RECORDED DATA:
PR #4518, opened 2021-10-30
Fixed PS-7882 (Assertion `m_output_buf->m_curr_offset <= m_output_buf->m_total_size' failed)

i-rinat:
https://jira.percona.com/browse/PS-7882

Problem:
There was a missing size check in `Rdb_index_merge::add()` just after `merge_buf_write()` emptied the unsorted buffer. With extremely small merge buffer sizes, moderately big data could trigger a buffer overflow. Shortly after, a failed assertion terminates the server (debug builds only).

Fix:
Check if the unsorted buffer size is enough to fit a key-value pair right after an unsorted buffer is flushed and cleared.

### DIFF
--- a/storage/rocksdb/rdb_index_merge.cc
+++ b/storage/rocksdb/rdb_index_merge.cc
@@ -164,13 +164,27 @@ int Rdb_index_merge::add(const rocksdb::Slice &key, const rocksdb::Slice &val) {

WORK TASK: What is needed is a full, exact copy of the records.

RESPONSE AREA:
PR #4518, opened 2021-10-30
Fixed PS-7882 (Assertion `m_output_buf->m_curr_offset <= m_output_buf->m_total_size' failed)

i-rinat:
https://jira.percona.com/browse/PS-7882

Problem:
There was a missing size check in `Rdb_index_merge::add()` just after `merge_buf_write()` emptied the unsorted buffer. With extremely small merge buffer sizes, moderately big data could trigger a buffer overflow. Shortly after, a failed assertion terminates the server (debug builds only).

Fix:
Check if the unsorted buffer size is enough to fit a key-value pair right after an unsorted buffer is flushed and cleared.

### DIFF
--- a/storage/rocksdb/rdb_index_merge.cc
+++ b/storage/rocksdb/rdb_index_merge.cc
@@ -164,13 +164,27 @@ int Rdb_index_merge::add(const rocksdb::Slice &key, const rocksdb::Slice &val) {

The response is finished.